For funds, I see the future being the top operators will only raise capital from and leverage funds. Once operators or fund managers have enough of a track record, the blind pool fund is the ultimate tool for flexibility and velocity when targeting projects. This allows the fund managers/GPs to move quickly, make offers more confidently and leverage their discretion. Earning a track record that allows you to raise capital in a fund like this the trickier part. I have investors who invest in every single deal that we put in front of them, but they still want the chance to review the OM prior to locking in their commitment. This is earned over a period of time and can be a win/win scenario when done the right way. 

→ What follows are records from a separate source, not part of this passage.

PR #398, opened 2024-09-16
Attempt to improve plug call exception handling and logging

grzuy:
Supersedes #396.

- Telementry events
  - Also emit span for throw
  - Also emit span for exit

- Logger
  - Lets logger handlers know about the original crash reason when handling bandit errors
    - References:
      - Elixir Logger `crash_reason`: https://github.com/elixir-lang/elixir/blob/4bbddcc053498ca28ea5ebb5039de9b3a97ddf82/lib/logger/lib/logger.ex#L130-L135
      - Broadway passing `crash_reason`: https://github.com/dashbitco/broadway/blob/9eaf2140b6c1f36b25f990a7c74052bece26aadc/lib/broadway/acknowledger.ex#L104-L113
      - Plug.Cowboy passing `crash_reason`: https://github.com/elixir-plug/plug_cowboy/blob/746d848baca3436ca74fdab2750d14070b92002b/lib/plug/cowboy/translator.ex#L42-L46


lib/bandit/pipeline.ex
```diff
@@ -45,13 +45,14 @@ defmodule Bandit.Pipeline do
             Bandit.Telemetry.stop_span(span, adapter.metrics, %{conn: conn})
             {:upgrade, adapter.transport, protocol, opts}
         end
-      rescue
-        error -> handle_error(error, __STACKTRACE__, transport, span, opts)
```
mtrudel, line 49: I know it's redundant with the catch block below (`raise` being realized by try/catch internally), but I don't *think* it's part of official spec; can we leave this clause here to make it explicit? Alternately, if the language *is* authoritative on this, that's fine too.

lib/bandit/telemetry.ex
```diff
@@ -60,7 +60,27 @@ defmodule Bandit.Telemetry do
...
+      * `connection_telemetry_span_context`: The span context of the Thousand Island `:connection`
+        span which contains this request
+      * `conn`: The `Plug.Conn` representing this connection. Not present in cases where `error`
+        is also set and the nature of error is such that Bandit was unable to successfully build
+        the conn
+      * `kind`: The kind of unexpected condition, typically `:error`, `:throw` or `:exit`
+      * `reason`: The exception, throw value or exit reason which caused this unexpected termination
+      * `stacktrace`: The stacktrace of the location which caused this unexpected termination
+
+  * `[:bandit, :request, :exception]` (DEPRECATED)
```
mtrudel, line 83: I realize that `exception` is (and always has been) the wrong term here, but I've deliberately been using it to mirror the naming conventions of [:telemetry.span/3](https://hexdocs.pm/telemetry/telemetry.html#span/3).

mtrudel:
A couple of changes requested to keep things consistent and explicit; other than those changes the rest of this looks great!

lib/bandit/pipeline.ex
grzuy: Right.

Despite working like that doesn't seem to be actually documented in https://hexdocs.pm/elixir/try-catch-and-rescue.html that you can catch all (including `:error`) with just `catch`.

Re-instating the `rescue` clause just in case.

lib/bandit/telemetry.ex
grzuy: Gotcha.

I only introduced a new event name just to not break the shape of the actual one when supporting more `kind`s.

Updating back to only `[:bandit, :request, :exception]`, with the correct `kind` and `reason` field, and maybe keeping the `exception` field in case `is_exception(reason)`, so that this doesn't break peoples telemetry handlers listening for that field.

It will break anyone matching on `kind: :exit` and `exception: exception`. This will now be corrected to `kind: :error` and `exception: exception`.

lib/bandit/pipeline.ex
mtrudel: Good call. It sounds like it's an implementation detail then, so we're safer to be explicit in case they ever change it in the language.

lib/bandit/telemetry.ex
mtrudel: That's fine

grzuy:
Fixed format.

Can't reproduce locally the `protocol_test.exs` failure though.

grzuy:
@mtrudel Just realized that Bandit was actually re-raising error in 1.4 instead of just "logging or silence" with changes in 1.5 with https://github.com/mtrudel/bandit/pull/342/files#diff-68626306df11d3e10964941997c6cdafbf587a9ec7de087141840655a47a1855L65.

Curious about the reason not to continue re-raising? Similar to what plug cowboy does...
- https://github.com/elixir-plug/plug_cowboy/blob/ced253f035f2a07ebed17cfacb64d4f16357a750/lib/plug/cowboy/handler.ex#L21-L23
- https://github.com/elixir-plug/plug_cowboy/blob/ced253f035f2a07ebed17cfacb64d4f16357a750/lib/plug/cowboy/handler.ex#L52-L63

In case there's the possibility of introducing re-raise again, this pull request could be re-worked.

grzuy:
Reading this thread also got me thinking about it https://groups.google.com/g/elixir-lang-core/c/pWz-uTVMEVM/m/QGXncxD1AQAJ

grzuy:
Mmm... not sure to he honest.

I'm exploring the "re-raising approach" in a separate branch to compare.

I'll let you know how it goes.

grzuy:
> I'm exploring the "re-raising approach" in a separate branch to compare.

Opening draft with what I got from playing with that alternative approach:  https://github.com/mtrudel/bandit/pull/400.

lib/bandit/pipeline.ex
```diff
@@ -46,12 +46,15 @@ defmodule Bandit.Pipeline do
             {:upgrade, adapter.transport, protocol, opts}
         end
       rescue
-        error -> handle_error(error, __STACKTRACE__, transport, span, opts)
+        error -> handle_error(:error, error, __STACKTRACE__, transport, span, opts)
+      catch
+        kind, reason ->
+          handle_error(kind, reason, __STACKTRACE__, transport, span, opts)
```
grzuy, line 52: This is not right.
It will catch and handle "normal" exists as errors.

grzuy:
Closing in favor smaller and more focused #411 for now.
Will revisit and build on top of #411 if that one accepted and merged.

Also funds can be used to get preferential terms from top operators for the investors within the fund -- higher preferred return, better equity split, less hurdles etc.

Post: Ask me Anything! Fund Manager, LP/GP in 25+ syndications

Sam Silverman
Posted
  • Tampa, FL
  • Posts 41
  • Votes 53

@William Costello for example, the Phoenix MSA operates at a collective 95%+ occupancy in apartments. The bulk of new product in areas such as this are extremely high end class A, we don't compete in that market. Our focus is on value add, workforce/attainable housing that is discounted vs the replacement cost value. 

I prefer lower cap markets than the ones above -- if you add $1 of NOI on a 4.5 cap property, that is worth far more than adding value on a 6.5 cap property.

Post: Ask me Anything! Fund Manager, LP/GP in 25+ syndications

Sam Silverman
Posted
  • Tampa, FL
  • Posts 41
  • Votes 53

@Zachary Inman we are moving away from Class C assets as a core focus and moving to Class B and better. Additionally, we are evaluating partners in the self storage and mobile home park space.

We are also focusing on more primary markets within a given metro that has infrastructure and proximity to employment.

I think it's also extremely important to educate investors that cash flow is going to do down as cap rates continue to compress to ensure their expectations are realistic.